Task input: Begin

PR #5297, opened 2022-05-24
fix: Attempt a match between Id and IdQualified

nmote:
It's possible for DeepSemgrep to match in this case when the pattern is
an `Id` and the source is an `IdQualified`, but a parent of the source
name ultimately resolves to a matching `Id`.

At some point we'll likely have to add another case so that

Task input: End

- [Task prompt]:
Once you find the line containing "name ultimately resolves", copy it and every line after it through the end of the records, exactly as they stand.

- [Response to this exercise]:
name ultimately resolves to a matching `Id`.

At some point we'll likely have to add another case so that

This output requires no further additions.